**Task to complete:** Give the count of lines in the records below that contain "moby", with no other words.

**Records provided:**
PR #10847, opened 2025-08-05
feat: add contextual git

### LINKED ISSUE #8520: API to query current git context

jedevc:
Fixes #8520. Follow-up to https://github.com/dagger/dagger/pull/10195.

This allows a module to get git information about itself - it can do this through the core `Git` type.

The `defaultPath` annotation is extended to allow setting a default value for a `GitRepository`/`GitRef` parameter. If the caller does not provide a value, the method uses the specified default - either a local path (e.g., `"./.git"`) or a remote repository URL (e.g., `"https://github.com/dagger/dagger.git"`).

### DIFF
--- a/core/modfunc.go
+++ b/core/modfunc.go
@@ -10,6 +10,7 @@ import (
 	"sync"
 
 	"dagger.io/dagger/telemetry"
+	"github.com/dagger/dagger/util/gitutil"
 	bkgw "github.com/moby/buildkit/frontend/gateway/client"
 	"github.com/moby/buildkit/identity"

**Written answer:** 2